» **WHAT THE TASK ASKS**
In the entries below, find the lines with the word "unpin" and copy them.

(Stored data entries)
PR #4, opened 2026-05-02
fix: preserve pin message duration when deleting messageContextInfo

zdanysfa:
# Fix Pin Message Support

## Description
Pin message functionality was broken because `messageAddOnDurationInSecs` (the pin duration field) was being deleted along with `messageContextInfo` before sending to the Rust bridge.

## Problem
In `Socket/messages.ts`, the code deleted the entire `messageContextInfo` object to avoid conflicts with Rust-generated reporting tokens and message secrets. However, `messageAddOnDurationInSecs` is required by WhatsApp to specify pin duration and is never set by Rust — so deleting it caused pin messages to fail silently.

## Root Cause
- `generateWAMessageContent()` in `Utils/messages.ts` correctly sets `messageAddOnDurationInSecs` inside `messageContextInfo` (lines 459-467)
- `Socket/messages.ts` then deletes the entire `messageContextInfo` (line 81) before encoding and sending to Rust
- This deletion was intentional — Rust fills reporting tokens and message secrets itself
- But it also wiped `messageAddOnDurationInSecs`, which Rust never sets, breaking pin messages

## Solution
Preserve `messageAddOnDurationInSecs` before deleting `messageContextInfo`, then restore it afterward — but only for `pinInChatMessage` content type. This allows Rust to safely manage its own security fields without losing the pin duration metadata.

## Changes
- **Modified**: `src/Socket/messages.ts` (lines 72-86)
  - Save `messageAddOnDurationInSecs` before delete if content type is `pinInChatMessage`
  - Restore it after delete to preserve pin duration
  
- **Added**: `src/__tests__/pin-message.test.ts` (7 test cases)
  - PIN_FOR_ALL (pin for all group members)
  - UNPIN_FOR_ALL (unpin for all)
  - Default pin duration (604800 seconds / 7 days)
  - Explicit pin duration
  - Key attachment validation
  - Timestamp generation
  - Message context info structure

## Testing
- ✅ All 55 tests pass (including 7 new pin message tests)
- ✅ TypeScript build passes (`npm run build`)
- ✅ No linting errors (`npm run lint`)

## Security & Safety
✅ **Verified Safe** — No security impact

- `messageAddOnDurationInSecs` is pure UX metadata (pin duration in seconds: 86400/604800/2592000/0)
- Not a cryptographic field, authentication token, or security-sensitive data
- Rust bridge does NOT read or set this field — it only handles reporting tokens and message secrets
- Fix is isolated to pin messages only — other message types unaffected

## Notes
This fix ensures pin messages work correctly while maintaining the security boundary where Rust handles encryption and reporting tokens.

## Summary by CodeRabbit

* **Bug Fixes**
  * Preserve pin duration metadata when sending pinned messages so durations (including zero) persist across the bridge.

* **Tests**
  * Added comprehensive tests for pin message generation and round-trip encoding/stripping behavior.
  * Extended test matcher API with numeric "less than" assertions (toBeLessThan, toBeLessThanOrEqual).

### DIFF
--- a/src/Socket/messages.ts
+++ b/src/Socket/messages.ts
@@ -69,8 +69,21 @@ export const makeMessageMethods = (ctx: SocketContext) => ({
 			}
 		}
 
-		// Rust handles messageContextInfo (reporting tokens, message secrets) internally
+		// Rust handles messageContextInfo (reporting tokens, message secrets) internally.
+		// Exception: pinInChatMessage relies on messageAddOnDurationInSecs to tell the
+		// server how long to pin (86400s / 604800s / 2592000s) or 0 to unpin. The bridge
+		// does not set this field, so we must preserve it across the delete.
+		const pinAddOnDuration =
+			contentType === 'pinInChatMessage'
+				? (msg as { messageContextInfo?: { messageAddOnDurationInSecs?: number } }).messageContextInfo
+						?.messageAddOnDurationInSecs
+				: undefined
 		delete (msg as Record<string, unknown>).messageContextInfo
+		if (pinAddOnDuration !== undefined) {
+			;(msg as Record<string, unknown>).messageContextInfo = {
+				messageAddOnDurationInSecs: pinAddOnDuration
+			}
+		}
 
 		let msgId: string
 		const msgBytes = encodeProto('Message', msg as Record<string, unknown>)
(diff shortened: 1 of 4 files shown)


zdanysfa:
I've tested this fix in my bot project and everything works perfectly. No issues found. @jlucaso1 please review.

jlucaso1:
@kkzaadev thanks for that. I'll review it soon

» **RESPONSE FOR THIS EXERCISE**
  - UNPIN_FOR_ALL (unpin for all)
+		// server how long to pin (86400s / 604800s / 2592000s) or 0 to unpin. The bridge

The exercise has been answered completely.